- Born: Dublin, Ireland
- Education: Campbell College
- Occupation: Painter
- Known for: Contemporary art; Mixed media;
- Website: robynwardart.com

= Robyn Ward =

Irish artist

Robyn Ward is an Irish contemporary artist. He uses mixed media on canvas and combines abstract and realist approaches. He is based in Mexico City.

==Early life and education==
Ward was born on 3 October 1982 in Dublin, where he lived for five years before moving to Belfast. In 2019, Ward claimed that Campbell College expelled him aged fifteen and that he spent his teenage years skateboarding and painting graffiti on derelict buildings before adopting a nomadic lifestyle.

Ward left Belfast at age 18 and went on to work in studios in Bangkok, Shanghai, Amsterdam and Mexico City.

==Career==
Ward paints on canvas, using a multi-layered style. He uses a mixed media of acrylics, inks, watercolours, Oil paint and spray paint.

Ward cites Jackson Pollock, Banksy, and Hieronymus Bosch as inspiration for his work. His subject matter comprises personal reflections and socio-political commentary. This has included messages about sustainability, racism and bigotry, and the conflict in Ireland.

Ward has worked under several pseudonym and collectives, but in 2016, he broke his anonymity and has since worked under his birth name.

In 2018, the Art Attack Exhibition at the Royal Monceau Gallery in Paris featured Ward's work. In the same year, Ward displayed his artwork in six other exhibitions and solo shows. His solo exhibition 'Once Upon a Time', held in May 2018 at the House of Fine Art in London, combined images of popular children's cartoon characters with reflections on racism and bigotry. For example, one piece depicted Bugs Bunny with a picket sign reading 'no Blacks, no dogs, and no Irish'.

Ward has exhibited at Moniker Art Fair in 2018 and 2019 and as part of the 10th anniversary fair in 2019, he auctioned his work to help fund charities working to preserve endangered species.

In 2019, Ward exhibited a series of artworks entitled 'Plastic Nation' that aimed to draw attention to the global environmental crisis. The pieces focused on the impact of the world's consumption of single-use plastics. Ward auctioned some of the artworks from 'Plastic Nation' to raise funds for a non-profit animal welfare charity.

Ward's 2021 exhibition 'Fucked at Birth' depicted destruction, violence, and societal breakdown as a continuation of ‘Plastic Nation’. The exhibition was first held in Mexico City in October 2021, followed by New York, London, Los Angeles and São Paulo.
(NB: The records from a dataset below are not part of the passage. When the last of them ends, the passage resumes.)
PR #380, opened 2016-07-05
Add index to the source field, so it can be filtered.

### LINKED ISSUE #180: Add index on User source field.

DFurnes:
#### What's this PR do?
Closes #180. This adds an index to the `source` field on the user collection, so it can be filtered against via the API without everything grinding to a halt.

👀

#### Checklist

---
For review: @angaither @weerd

### DIFF
--- a/app/Auth/Registrar.php
+++ b/app/Auth/Registrar.php
@@ -180,7 +180,7 @@ class Registrar
         // For the first `where` query, we want to limit results... from then on,
         // we want to append (e.g. `SELECT * WHERE _ OR WHERE _ OR WHERE _`)
         $firstWhere = true;
-        foreach (User::$indexes as $type) {
+        foreach (User::$uniqueIndexes as $type) {
             if (isset($credentials[$type])) {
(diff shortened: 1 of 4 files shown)


weerd:
Wercker is failing, but code looks good. 👍

DFurnes:
Ah! There was a bug! 🐛 We were using the `$indexes` array [in UserController](https://github.com/DoSomething/northstar/blob/59151bf7b32d997b6907c48e44309953a88f18fa/app/Http/Controllers/UserController.php#L93-L106) to prevent people from upserting an existing "credential" (like an upsert changing an account's existing email, no way!) but that used the same array we whitelist "filterable" indexed fields from.

The fix was having separate arrays to track unique vs. indexed fields. Might be a better solution to think about, but this get's us back to green at least! 🚥

weerd:
👍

In May 2023, Ward debuted his first solo exhibition in the US, ‘Walking in the Dark,’ at 82 Gansevoort Street in New York. The exhibition was curated by Shai Baitel, the artistic director of the Modern Art Museum Shanghai (MAM) and featured twenty-two abstract paintings and six freestanding sculptures in a darkened room. This series of works was based on the themes of migration and trauma, inspired by ‘Ward's nomadic lifestyle’.
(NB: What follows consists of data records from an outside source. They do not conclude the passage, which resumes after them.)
PR #382, opened 2016-07-05
Add role scopes & middleware.

DFurnes:
#### What's this PR do?
This PR adds new `role:staff` and `role:admin` middleware that grants a client the ability to act on those roles _only_ if the authorized user has that role assigned.

So for example, a normal user who logged in to Aurora would be granted the `role:staff` and `role:admin` scopes because the client requested them, but would still only have `role: "user"` on their token so they couldn't act on them.

(The existing `admin` scope will still grant admin privileges to _any_ user to maintain backwards compatibility, but we should consider phasing that out since it seems like we could easily shoot ourselves in the foot with it.)

Tests should continue to pass.

#### Checklist

---
For review: @angaither @weerd

### DIFF
--- a/app/Auth/Scope.php
+++ b/app/Auth/Scope.php
@@ -13,8 +13,15 @@ class Scope
      * @var array
      */
     protected static $scopes = [
+        'role:admin' => [
+            'description' => 'Allows this client to act as an administrator if the user has that role.',
+        ],
+        'role:staff' => [
+            'description' => 'Allows this client to act as a staff member if the user has that role.',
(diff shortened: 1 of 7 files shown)


DFurnes:
I also updated the names & secrets for the seeded clients in 12be51f so they're easier to remember. We should maybe consider updating the seed `.env.example` values elsewhere to match these.

angaither:
🚢 

thanks for the IRL chat about this! 
@_@ ➡️  😄

PR #384, opened 2016-07-07
Misc cleanup and fixes

DFurnes:
#### What's this PR do?
This PR includes a couple of miscellaneous fixes:

🌱 Renames the `ApiKeyTableSeeder` to `ClientTableSeeder` because that's the name now.

🍃 Tidies up the `Client` and `Scope` classes, and removes some methods from the Client model that were only used for the old `X-DS-REST-API-Key` authentication method, since it's confusing to keep them around if they aren't applicable for everything.

🔑 When checking if a user is allowed to view/edit a profile, we should also be checking their role since admins and staff should be allowed to view and edit profiles on Aurora. This is necessary for the OAuth reworking being done in DoSomething/aurora#135.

Ahead of London’s Frieze Art Fair week in October 2023, Ward exhibited ‘Walking in the Dark’ at the Old Sessions House in collaboration with musical artist and member of The Big Pink, Robbie Furze. The exhibition included Ward’s twenty-two abstract paintings and six freestanding sculptures alongside an original composition created by Furze in response to the artworks.

The week before the exhibition opened to the public, Ward and Furze hosted a private dinner, auction, and private viewing to raise money for Cancer Research UK.

Ward’s ‘Walking in the Dark’ is currently on display at the Modern Art Museum Shanghai (MAM) from March 2024 as part of their 2024 programme, which includes work from David Hockney and Marina Abramović. The exhibition will remain on view to the public until the end of May 2024.

‘Walking in the Dark’ is scheduled to be exhibited at Gallery Rosenfeld in Fitzrovia, London, in September 2024 and at The Yarn, a new arts and cultural centre in County Antrim, Northern Ireland, in 2025.